Похоже, жестокость у него в натуре, Мириель. Это его естественное состояние. Флоренс хотелось снять трубку и объяснить несчастной женщине, что монстры не способны на настоящее чувство. Она не злилась на красивую актрису; ей было глубоко жаль ее. Мириель Брейдвуд страдала из-за Джекоба так же, как она сама страдала когда-то. И по-прежнему страдает. В сущности, на месте Мириель могла бы оказаться она. Вот так звонила бы сейчас и стенала в трубку. Ведь совсем недавно Джекоб и с ней был "нежен и ласков".
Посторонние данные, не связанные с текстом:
PR #10098, opened 2020-09-28
Add Github Actions workflow

igor-makarov:
Travis is very slow, this replaces it.

It also replaces CircleCI as the performance of GH runners is comparable to CC and it's more convenient to have every test in one place.

Integration specs fixtures: https://github.com/CocoaPods/cocoapods-integration-specs/pull/296

The Travis/Circle checks are holding up the build but it can still be merged. After merging, the required checks for the protected branch will need changing (I can do it) and the CircleCI build needs to be disabled (@dnkoutso cause I don't have CircleCI admin).


dnkoutso:
Want to do it for 1-10-stable branch since we are still converging there and we wont be able to land changes/fixes?

dnkoutso (approved):

PR #10117, opened 2020-10-03
Fix badges in the README

igor-makarov:
* Replace old Travis badge with GH Actions badge
* Fix the gem version shield to use HTTPS
* Remove CodeClimate as it isn't being used

### DIFF
--- a/README.md
+++ b/README.md
@@ -2,10 +2,8 @@
 
 ### CocoaPods: The Cocoa dependency manager
 
-[![Build Status](http://img.shields.io/travis/CocoaPods/CocoaPods/master.svg?style=flat)](https://travis-ci.org/CocoaPods/CocoaPods)
-[![Gem Version](http://img.shields.io/gem/v/cocoapods.svg?style=flat)](http://badge.fury.io/rb/cocoapods)
-[![Maintainability](https://api.codeclimate.com/v1/badges/8f0fe544baf2ae1acc2b/maintainability)](https://codeclimate.com/github/CocoaPods/CocoaPods/maintainability)
-[![Test Coverage](https://api.codeclimate.com/v1/badges/8f0fe544baf2ae1acc2b/test_coverage)](https://codeclimate.com/github/CocoaPods/CocoaPods/test_coverage)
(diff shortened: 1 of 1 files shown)


README.md
```diff
@@ -2,10 +2,8 @@
 
 ### CocoaPods: The Cocoa dependency manager
 
-[![Build Status](http://img.shields.io/travis/CocoaPods/CocoaPods/master.svg?style=flat)](https://travis-ci.org/CocoaPods/CocoaPods)
-[![Gem Version](http://img.shields.io/gem/v/cocoapods.svg?style=flat)](http://badge.fury.io/rb/cocoapods)
-[![Maintainability](https://api.codeclimate.com/v1/badges/8f0fe544baf2ae1acc2b/maintainability)](https://codeclimate.com/github/CocoaPods/CocoaPods/maintainability)
-[![Test Coverage](https://api.codeclimate.com/v1/badges/8f0fe544baf2ae1acc2b/test_coverage)](https://codeclimate.com/github/CocoaPods/CocoaPods/test_coverage)
```
dnkoutso, line 8: did e lose codeclimate as part of this?

dnkoutso (approved):
want to do 1-10-stable?

README.md
igor-makarov: Not as part of this - I assumed it wasn't working because I have never seen it in PR statuses.

igor-makarov:
What do you mean @dnkoutso? Add a badge in 1.10?

dnkoutso:
ah nm yes! that should be ok.

igor-makarov:
@dnkoutso can I merge this? I'm not missing anything with CodeClimate?

README.md
dnkoutso: I thought we got it to work btw, is the link not going to be visible anymore?

igor-makarov: I looked at the link... frankly I'm not sure what I'm seeing.  
Looks like some sort of scoring system + another linter?  
Seems pretty hard to determine what version of the code it checked and it doesn't actually report anything to the PRs.

Who was in charge of it?

amorde: I recently updated this, we don't check on PRs but the badge should be up to date

amorde: It updates on merges to `master` I believe

amorde:
I think we can keep CodeClimate - it doesn't have to be a check on PRs to be useful as a badge

Issue #10111, opened 2020-10-01
Add Xcode 12 compatible support for debug symbols in XCFrameworks


johntmcintosh:
* [🌈] I've read and understood the [*CONTRIBUTING* guidelines and have done my best effort to follow](https://github.com/CocoaPods/CocoaPods/blob/master/CONTRIBUTING.md).

# Report

With **Xcode 11**, there was no automated mechanism for Xcode to embed debug symbols (dSYMs and BCSymbolMaps) that were embedded in an XCFramework into the built product's archive. As a result, CocoaPods' support for XCFrameworks included automatically extracting debug symbols from each architecture's framework directory, and including them into the built app. The expectation was that the XCFramework would be structured like this:

```
MySDK.dSYMs/
- MySDK.framework.ios-arm64.dSYM
- MySDK.framework.ios-x86_64-simulator.dSYM
MySDK.xcframework/
- Info.plist
- ios-arm64/
    - MySDK.framework/
        - BCSymbolMaps/
- ios-x86_64-simulator/
    - MySDK.framework/
```

**EDIT (Oct 7): Originally I had described that the dSYMs were placing as siblings of the BCSymbolMaps in the Xcode 11 style, but after some additional testing, I realized that the Xcode 11 style that CocoaPods was expecting was for the dSYMs to be placed in a .dSYMs directory as a top level sibling of the .xcframework.**

This was great!

Now, **Xcode 12** has added support to `xcodebuild -create-xcframework` for passing a `-debug-symbols` argument. When creating an XCFramework this way with Xcode 12, the resulting directory structure does not match what we had presumed when initially building support for Xcode 11:

```
MySDK.xcframework
- Info.plist
- ios-arm64/
    - BCSymbolMaps/
    - dSYMs/
    - MySDK.framework/
- ios-arm64_x86_64-simulator/
    - dSYMs/
    - MySDK.framework/
```

The debug symbols are placed as siblings of each architecture's `.framework` rather than as children of it.

As a result, when integrating through CocoaPods, the debug symbols from this type of XCFramework are not being included in the final product archive.

## What did you expect to happen?

XCFrameworks that are compiled with Xcode 12 to include debug symbols should automatically support those debug symbols being included in the built app when integrating the XCFramework through CocoaPods.

## What happened instead?

XCFrameworks that are compiled with Xcode 12 to include debug symbols automatically support debug symbol inclusion in the built app when manually added to the parent project, but not when integrated through CocoaPods.

### Stack

[...]

PR #10114, opened 2020-10-02
Do not warn for missing arch if `$ONLY_ACTIVE_ARCH` is set to `NO`.

dnkoutso:
closes #10076

integration specs: https://github.com/CocoaPods/cocoapods-integration-specs/pull/299

PR #10122, opened 2020-10-05
#10111 - Update XCFramework installation to support Xcode 12 debug symbols

johntmcintosh:
#10111 - Update XCFramework installation to support Xcode 12 debug symbols placed as siblings of the .framework inside each architecture's directory

Related integration-specs PR: https://github.com/CocoaPods/cocoapods-integration-specs/pull/301

### DIFF
--- a/lib/cocoapods/generator/copy_xcframework_script.rb
+++ b/lib/cocoapods/generator/copy_xcframework_script.rb
@@ -194,12 +194,8 @@ install_xcframework() {
     mkdir -p "$destination"
   fi
 
-  if [[ "$package_type" == "library" ]]; then
-    # Libraries can contain headers, module maps, and a binary, so we'll copy everything in the folder over
-    copy_dir "$source/" "$destination"
-  elif [[ "$package_type" == "framework" ]]; then
-    copy_dir "$source" "$destination"
-  fi
+  copy_dir "$source/" "$destination"
+
   echo "Copied $source to $destination"
 }
 
@@ -226,12 +222,7 @@ install_xcframework() {
         is_framework = xcframework.build_type.framework?
         args << shell_escape(is_framework ? 'framework' : 'library')
         slices.each do |slice|
-          args << if is_framework
-                    shell_escape(slice.path.relative_path_from(root))
-                  else
-                    # We don't want the path to the library binary, we want the dir that contains it
-                    shell_escape(slice.path.dirname.relative_path_from(root))
-                  end
+          args << shell_escape(slice.path.dirname.relative_path_from(root))
         end
         args.join(' ')
       end
--- a/CHANGELOG.md
+++ b/CHANGELOG.md
@@ -16,6 +16,9 @@ To install release candidates run `[sudo] gem install cocoapods --pre`
   [Wes Campaigne](https://github.com/Westacular)
   [#10071](https://github.com/CocoaPods/CocoaPods/issues/10071)
 
+* Add support for automatically embeddeding XCFramework debug symbols for XCFrameworks generated with Xcode 12  
+  [johntmcintosh](https://github.com/johntmcintosh)
+  [#10111](https://github.com/CocoaPods/CocoaPods/issues/10111)
 
 ## 1.10.0.rc.1 (2020-09-15)
 
--- a/spec/unit/generator/copy_xcframeworks_script_spec.rb
+++ b/spec/unit/generator/copy_xcframeworks_script_spec.rb
@@ -6,7 +6,7 @@ module Pod
       xcframework = Xcode::XCFramework.new(fixture('CoconutLib.xcframework'))
       generator = CopyXCFrameworksScript.new([xcframework], temporary_sandbox.root, Platform.ios)
       generator.send(:script).should.include <<-SH.strip_heredoc
-        install_xcframework "${PODS_ROOT}/../../spec/fixtures/CoconutLib.xcframework" "CoconutLib" "framework" "ios-armv7_arm64/CoconutLib.framework" "ios-i386_x86_64-simulator/CoconutLib.framework"
+        install_xcframework "${PODS_ROOT}/../../spec/fixtures/CoconutLib.xcframework" "CoconutLib" "framework" "ios-armv7_arm64" "ios-i386_x86_64-simulator"
       SH
     end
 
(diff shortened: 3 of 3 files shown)


dnkoutso:
@johntmcintosh can you rebase against `1-10-stable` branch so we can ship this with 1.10?

johntmcintosh:
@dnkoutso sure thing. This and the submodule PR are rebased and re-pointed to their respective `1-10-stable` branches

lib/cocoapods/generator/copy_xcframework_script.rb
```diff
@@ -226,12 +222,7 @@ def install_xcframework_args(xcframework, slices)
         is_framework = xcframework.build_type.framework?
         args << shell_escape(is_framework ? 'framework' : 'library')
         slices.each do |slice|
-          args << if is_framework
-                    shell_escape(slice.path.relative_path_from(root))
-                  else
-                    # We don't want the path to the library binary, we want the dir that contains it
-                    shell_escape(slice.path.dirname.relative_path_from(root))
-                  end
+          args << shell_escape(slice.path.dirname.relative_path_from(root))
```
amorde, line 225: hah, glad this was already supported in one code path :)

lib/cocoapods/generator/copy_xcframework_script.rb
```diff
@@ -194,12 +194,8 @@ def script
     mkdir -p "$destination"
   fi
 
-  if [[ "$package_type" == "library" ]]; then
-    # Libraries can contain headers, module maps, and a binary, so we'll copy everything in the folder over
-    copy_dir "$source/" "$destination"
-  elif [[ "$package_type" == "framework" ]]; then
-    copy_dir "$source" "$destination"
-  fi
+  copy_dir "$source/" "$destination"
```
amorde, line 197: We might run in to problems here if xcframeworks are vended using the new style of embedding dSYMs but user's are still on Xcode 11.x. In that case, we would not want to copy those files and instead rely on the existing logic here:

https://github.com/CocoaPods/CocoaPods/blob/a3632cc1ad06245e57ccb46a845a47874f55c4fb/lib/cocoapods/installer/xcode/pods_project_generator/pod_target_installer.rb#L814-L823

I believe there may be some exposed variables here that we can use to conditionally opt-in to the newer behavior, but I haven't thought this out thoroughly yet

lib/cocoapods/generator/copy_xcframework_script.rb
johntmcintosh: I was relieved to find it 😅

lib/cocoapods/generator/copy_xcframework_script.rb
johntmcintosh: I did some initial testing with that use-case today and it actually appeared to be working with this implementation using new style dSYMs and Xcode 11. My theory at the time was that the logic that's looking for dSYMs happened to be looking from new location down, rather than starting down one level. If that's the case, then we might be in the clear with this, but I can do some more focused investigation on that use-case tomorrow as well.

johntmcintosh: @amorde while investigating, I'm getting stuck tracing something... in the generated `Pods-MyApp-frameworks.sh` script, there's an `install_dsym()` function which I think is added to that script from [embed_frameworks_script.rb](https://github.com/CocoaPods/CocoaPods/blob/1-10-stable/lib/cocoapods/generator/embed_frameworks_script.rb#L134), but I haven't been able to find what calls that function. Is that function being used there and I'm overlooking it, or is it leftover from a previous iteration and no longer used?

dnkoutso: @johnmcintosh I have seen this code while inspecting the sources recently. I think its vestigial and can be removed. You can keep it there out of abundance of caution since its mostly irrelevant to this PR.

amorde: My concern is when archiving, we need to make sure we don't leave the dSYMs or bcsymbolmaps in the archive (in the incorrect place) or Apple will reject the archive. I haven't testing Xcode 12's archiving using the new dSYMs to see where they end up but I'd guess they use the previous location and don't leave it inside the framework

johntmcintosh: > My concern is when archiving, we need to make sure we don't leave the dSYMs or bcsymbolmaps in the archive (in the incorrect place) or Apple will reject the archive.

@amorde yep, definitely. To make sure I'm testing in the right direction, what is your understanding of the source location for dSYMs from Xcode 11 xcframeworks? Since Apple didn't have guidance (that I'm aware of) it was up to us where to put them. What had been your expectation originally for where the Xcode 11 xcframework dSYMs would be located?

I had originally been thinking that they would be inside each architecture's .framework next to the BCSymbolMaps directory, but using the [PSPDFKit xcframework podspec](https://customers.pspdfkit.com/pspdfkit-ios/latest.podspec) as a reference right now, they were placing the dSYMs as a sibling to the xcframework in the root of the zip download, rather than nested down somewhere inside of the xcframework. In that example since they aren't part of the .frameworks, I don't think there's any "removal" from a source location that would need to happen for that Xcode 11 style.

I polished up my test project a bit today. If you can help clarify where CocoaPods was expecting xcframework debug symbols to be placed previously, then I can spend some time tomorrow working on migrating the test project I've been using into the examples tests that will run with CI so we can have validation of both expectations.

johntmcintosh: @amorde after a little more investigation today, this approach is still seeming correct for everything I've been able to validate. I just pushed up a branch off of this branch as [`xcframeworkDebugSymbolsXcode12-example`](https://github.com/johntmcintosh/CocoaPods/tree/xcframeworkDebugSymbolsXcode12-example). (I created a separate branch since the example compiled xcframework is checked in and there were hundreds of files in the diff so I didn't want to clutter this diff right now).

If you pull that branch, I've added a new example **examples/Vendored-XCFramework12-Example** which has one example project that pulls in two libraries.

- BananaLib is setup in the "current" Xcode 11 recommended style:
  - dSYMs are placed in a .dSYMs directory as a sibling to the .xcframework [Ref #10114](https://github.com/CocoaPods/CocoaPods/pull/10114/files#r499044968). They do not need to be stripped from the built archive's copy of the .framework, because they were never inside of it to start.
  - BCSymbolMaps are placed per architecture at `BananaLib.xcframework/<architecture>/BananaLib.framework/BCSymbolMaps/` and do need to be from the built archive's copy of the .framework.
- CoconutLib is setup in the "new" Xcode 12 style:
  - dSYMs and BCSymbolMaps are both placed per architecture as a sibling to the architecture's .framework: 
    - `CoconutLib.xcframework/<architecture>/BCSymbolMaps/`
    - `CoconutLib.xcframework/<architecture>/dSYMs/`
    - `CoconutLib.xcframework/<architecture>/CoconutLib.framework/`
  - Because they are not children of the .framework they also don't need to be stripped from the built archive, they just need to be copied into it at the correct location.

If you open the **Vendored-XCFramework12-Example/Example.xcworkspace**, there's an **ArchiveAndValidate** aggregate target scheme that you can compile. There's a script build phase that compiles a release archive of the app, and then validates that:

- The expected Xcode 11 style BCSymbolMaps and dSYMs are installed from BananaLib
- The expected Xcode 12 style BCSymbolMaps and dSYMs are installed from CoconutLib
- The embedded BCSymbolMaps from the XCode 11 style BananaLib are stripped from the embedded BananaLib.framework

If any of those validations do not pass, the script will fail the build. This setup appears to have this test now be included when I run the example tests (`bundle exec rake examples`). 

The test example should be in a state that it could be PR'd on its own, I just didn't want to clutter this one up. Let me know if you'd prefer I go ahead and include it and I can update this PR to include that test.

One last note, when my test runs, the result also includes three warnings along the lines of

> [ CP] Vendored binary '< long-path >' contains architectures (armv7k arm64_32) none of which match the current build architectures (arm64).

which relates to #10114. @dnkoutso if helpful for that work, my test project here may also be able to be used for validating work related to only including the relevant debug symbols (when the debug symbols are being included in the source pod using the Xcode 11 style structure).

amorde: @johntmcintosh thank you so much for the attention to detail here. Looking over your example, I see the source of my own confusion. I was thinking the new Xcode 12-style had the dSYMs and BCSymbolmaps _inside_ the `.framework` bundle, but I see now they are parallel to the `.framework` in the directory structure.

The example you've setup is really great, and is a big improvement over our existing examples since it validates the structure of an archived app. This is a gap that we've had in our automated tests for a long time.

amorde (approved):

lib/cocoapods/generator/copy_xcframework_script.rb
johntmcintosh: Thanks @amorde ! I was glad the idea of a run script in the aggregate target was able to work with the current setup. The overall structure of how the example tests are setup is neat.

FYI - I saw you merged the integration-specs PR, so I've pushed an update to this one bumping the submodule pointer to the new, merged commit.

Let me know if you'd prefer me add the example as part of this PR, otherwise I'll plan to put up a second PR with it right after this one merges.

amorde: Second PR sounds great 👍

PR #10139, opened 2020-10-09
Fix badges in the README

igor-makarov:
* Replace old Travis badge with GH Actions badge
* Fix the gem version shield to use HTTPS

### DIFF
--- a/README.md
+++ b/README.md
@@ -2,8 +2,8 @@
 
 ### CocoaPods: The Cocoa dependency manager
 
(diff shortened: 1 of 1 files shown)


igor-makarov:
@dnkoutso new PR because old one didn't update for some reason. Also, GH actions aren't running for some reason?

paulb777:
GH actions look like they're flaky right now - they didn't start on a recent Firebase PR either.

dnkoutso (approved):

PR #9441, opened 2019-12-27
When pod target is a static framework, save time by copying compiled resources

igor-makarov:
I've investigated an issue with pods as static frameworks and discovered the following problem:  

Because the pod target is of framework type, the `Copy Bundle Resources` phase actually gets executed (as opposed to static library). This means that processed resources (XIBs, storyboards etc.) are processed using the appropriate tool. Additionally, Xcode does this processing in parallel.

However, when the integration phase `[CP] Copy Pods Resources` runs, its inputs are the original resource files, like in the case of a static library. This results in the resource processing tools running again, this time serially.  
This results in duplicate work and performance penalty.

This PR solves this by converting the `[CP] Copy Pods Resources` input paths to be the framework output files (`.nib`, `.storyboardc` etc.). These get handled by plain `rsync` and run blazingly fast.

PR #10175, opened 2020-10-28
Fix processing of xcassets resources when pod target is static framework

### LINKED ISSUE #10170: Pods-<target>-resources.sh contains incorrect assets path
🌈

# Report

## What did you do?

Tried to build a project with a dev pod containing `.xcassets` file, using statically-linked frameworks.

Expected the project to build successfully.

## What happened instead?

Got an error during the `[CP] Copy Pods Resources` build phase:
```
error: Resource "/Users/federicotrimboli/Library/Developer/Xcode/DerivedData/AssetsBug-daxuxarxrtwbxadonvosjaawkieq/Build/Products/Debug-iphonesimulator/DevPod/DevPod.framework/Images.car" not found. Run 'pod install' to update the copy resources script.
```

The original `.xcassets` file included in the dev pod is indeed called `Images.xcassets`, but when navigating to the path shown in the error, I can see that the compiled `.car` file is actually called `Assets.car`. Looks like Xcode assigns `Assets.car` to every compiled `xcassets` regardless of the original name. However, the `Pods-<target>-resources.sh` script tries to access the file using the original name `Images` instead of `Assets`.

Additionally, if there were more than one `xcassets`, all of them would be merged+compiled into a single `Assets.car`, so the naming makes sense. In this case, the script should contain a single line but instead it's generating one line per `xcassets` file.

### Stack

```
   CocoaPods : 1.10.0
        Ruby : ruby 2.6.3p62 (2019-04-16 revision 67580) [x86_64-darwin18]
    RubyGems : 3.0.3
        Host : Mac OS X 10.15.7 (19H2)
       Xcode : 12.0.1 (12A7300)
         Git : git version 2.24.3 (Apple Git-128)
Ruby lib dir : /Users/federicotrimboli/.rvm/rubies/ruby-2.6.3/lib
Repositories : master - git - https://github.com/CocoaPods/Specs.git @ af326a1bd1b3bbe0188e494fc00d6355e455e836

               trunk - CDN - https://cdn.cocoapods.org/
```

### Installation Source

```
Executable Path: /Users/federicotrimboli/.rvm/gems/ruby-2.6.3/bin/pod
```

### Plugins

```
cocoapods-deintegrate : 1.0.4
cocoapods-plugins     : 1.0.0
cocoapods-search      : 1.0.0
cocoapods-trunk       : 1.5.0
cocoapods-try         : 1.2.0
```

### Podfile

```ruby
unless defined?(Bundler)
  puts "\nPlease re-run using:".red
  puts "  bundle exec pod #{ARGV.join(' ')}\n"
  exit(1)
end

install! 'cocoapods'
platform :ios, '12.0'
use_frameworks! :linkage => :static

target 'AssetsBug' do
  pod 'DevPod', :path => 'DevPod'
end
```

I'm attaching a sample Xcode project that demonstrates the issue: [AssetsBug.zip](https://github.com/CocoaPods/CocoaPods/files/5438117/AssetsBug.zip)

fedetrim:
#9441 introduced an optimization for static framework pod targets by copying compiled resources (storyboards, xcdatamodels, etc) instead of the original resources and therefore avoiding duplicate work (once in the framework's `Copy Bundle Resources` phase, and another in the final target's integration phase `[CP] Copy Pods Resources`).

This optimization assumes that each `<name>.xcassets` has a compiled `<name>.car` counterpart, and that you can have many `.car` files in a single bundle.
However, in reality, all `<name>.xcassets` from the same framework are merged and compiled into a single `Assets.car`, meaning that the  `[CP] Copy Pods Resources` integration phase is failing because it's not able to find the compiled resources:
Screen Shot 2020-10-28 at 16 58 31

With the failing piece of code being within `Pods-<target>-resources.sh`:
```ruby
  install_resource "${BUILT_PRODUCTS_DIR}/DevPod/DevPod.framework/AnotherOne.car"
  install_resource "${BUILT_PRODUCTS_DIR}/DevPod/DevPod.framework/Images.car"
fi
```

In order for that to not fail, it should look like this:
```ruby
  install_resource "${BUILT_PRODUCTS_DIR}/DevPod/DevPod.framework/Assets.car"
fi
```

Even if we addressed that issue by correcting the path of the compiled resources, we still wouldn't be able to copy more than one `Assets.car` (one per each framework) to the main bundle.

The only way of handling xcassets is by merging+building them all at once, and then copying that single `Assets.car` to the main bundle (which is what was being done before this optimization).

This PR solves the issue by adding the original xcassets back to being processed by the `[CP] Copy Pods Resources` integration phase, and removes the resources from the frameworks' `Copy Bundle Resources` phase so that the compiling is only done once.

Closes #10170

### DIFF
--- a/spec/unit/installer/xcode/pods_project_generator/pod_target_installer_spec.rb
+++ b/spec/unit/installer/xcode/pods_project_generator/pod_target_installer_spec.rb
@@ -772,6 +772,24 @@ module Pod
               resource.should.be.nil
             end
 
+            it 'doesn\'t add xcassets resources to the static framework target' do
+              @pod_target.stubs(:build_type => BuildType.static_framework)
+              @installer.install!
+              resources = @project.targets.first.resources_build_phase.files
+              resources.count.should > 0
+              resource = resources.find { |res| res.file_ref.path.include?('Images.xcassets') }
+              resource.should.be.nil
+            end
+
+            it 'adds xcassets resources to the dynamic framework target' do
+              @pod_target.stubs(:build_type => BuildType.dynamic_framework)
+              @installer.install!
+              resources = @project.targets.first.resources_build_phase.files
+              resources.count.should > 0
+              resource = resources.find { |res| res.file_ref.path.include?('Images.xcassets') }
+              resource.should.be.not.nil
+            end
+
             it 'includes spec info_plist entries for dynamic frameworks' do
               @pod_target.stubs(:build_type => BuildType.dynamic_framework)
               expected_entries = {
--- a/CHANGELOG.md
+++ b/CHANGELOG.md
@@ -12,7 +12,10 @@ To install release candidates run `[sudo] gem install cocoapods --pre`
 
 ##### Bug Fixes
 
-* None.  
+* Fix processing of xcassets resources when pod target is static framework  
+  [Federico Trimboli](https://github.com/fedetrim)
+  [#10175](https://github.com/CocoaPods/CocoaPods/pull/10175)
+  [#10170](https://github.com/CocoaPods/CocoaPods/issues/10170)
 
 
 ## 1.10.0 (2020-10-20)
--- a/lib/cocoapods/target.rb
+++ b/lib/cocoapods/target.rb
@@ -350,7 +350,7 @@ module Pod
     end
 
     def self.resource_extension_compilable?(input_extension)
-      output_extension_for_resource(input_extension) != input_extension
+      output_extension_for_resource(input_extension) != input_extension && input_extension != '.xcassets'
     end
 
     #-------------------------------------------------------------------------#
--- a/spec/unit/target/aggregate_target_spec.rb
+++ b/spec/unit/target/aggregate_target_spec.rb
@@ -199,6 +199,17 @@ module Pod
           resource_paths_by_config['Release'].should == expected_files
         end
 
+        it 'checks xcassets resource paths are not converted for static frameworks' do
+          @pod_target.stubs(:should_build?).returns(true)
+          @pod_target.stubs(:build_type => BuildType.static_framework)
+          @pod_target.stubs(:resource_paths).returns('BananaLib' => ['/some/absolute/path/to/Images.xcassets'])
+          @target.stubs(:bridge_support_file).returns(nil)
+          resource_paths_by_config = @target.resource_paths_by_config
+          expected_files = ['/some/absolute/path/to/Images.xcassets']
+          resource_paths_by_config['Debug'].should == expected_files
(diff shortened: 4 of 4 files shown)


CocoaPodsBarista:
<table>
  <thead>
    <tr>
      <th width="50"></th>
          1 Warning
      </th>
     </tr>
  </thead>
  <tbody>
    <tr>
      <td>:warning:</td>
    </tr>
  </tbody>
</table>

```markdown
* Fix processing of xcassets resources when pod target is static framework  
  [fedetrim](https://github.com/fedetrim)
```

</p>

igor-makarov:
Hi @fedetrim!

I think the change you're proposing is valid - asset catalogs and static frameworks probably never worked right before.

However, I think the right place to introduce the check is in `Pod::Target#resource_extension_compilable?` - there are two places the function is called and both need this change.

fedetrim:
@igor-makarov thanks for reviewing!

> However, I think the right place to introduce the check is in Pod::Target#resource_extension_compilable? - there are two places the function is called and both need this change.

I had tried that first and it didn't work -- however I just tried again and it did! Probably did something differently the first time.
Anyway, just pushed the change :)

igor-makarov:
@fedetrim excellent - could you please add some tests for this case?

fedetrim:
@igor-makarov done

spec/unit/installer/xcode/pods_project_generator/pod_target_installer_spec.rb
```diff
@@ -762,6 +762,15 @@ class PodsProjectGenerator
...
 
+            it 'doesn\'t add xcassets resources to the static framework target' do
+              @pod_target.stubs(:build_type => BuildType.static_framework)
+              @installer.install!
+              resources = @project.targets.first.resources_build_phase.files
+              resources.count.should > 0
+              resource = resources.find { |res| res.file_ref.path.include?('Images.xcassets') }
+              resource.should.be.nil
+            end
+
```
igor-makarov, line 773: Could you add one more? For the dynamic framework, ensuring it does add the asset catalog?

fedetrim: good idea, done! 😄

dnkoutso:
@fedetrim can you rebase and point to the `1-10-stable` branch instead? We want to ship this with 1.10.1 version.

fedetrim:
@dnkoutso
>can you rebase and point to the 1-10-stable branch instead?

Done 👍
Thanks for reviewing!

dnkoutso (approved):

dnkoutso:
thanks!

Значит, вот как проводит он свои свободные дни, гневно думала Флоренс. Из одних объятий в другие. Беспринципная свинья! Чтобы разжалобить ее больным прикинулся. Голова у него, видите ли, разболелась!

Автоответчик продолжал записывать стенания Мириель, которые становились все более бессвязными, а Флоренс, схватив свою сумку, кинулась из квартиры Джекоба, на ходу вытаскивая сотовый телефон. На выходе ее нагнал голос Джекоба — он звал ее. Она захлопнула за собой дверь и помчалась по коридору к лифту. Если в нем есть хоть капля жалости, он не должен последовать за ней. Наверное, даже отпетый мерзавец откликнулся бы на душевные муки Мириель.

Флоренс повезло: лифт пришел мгновенно, и такси, которое она вызвала по телефону, пока ехала вниз, подкатило к дому буквально через минуту: должно быть, курсировало где-то поблизости.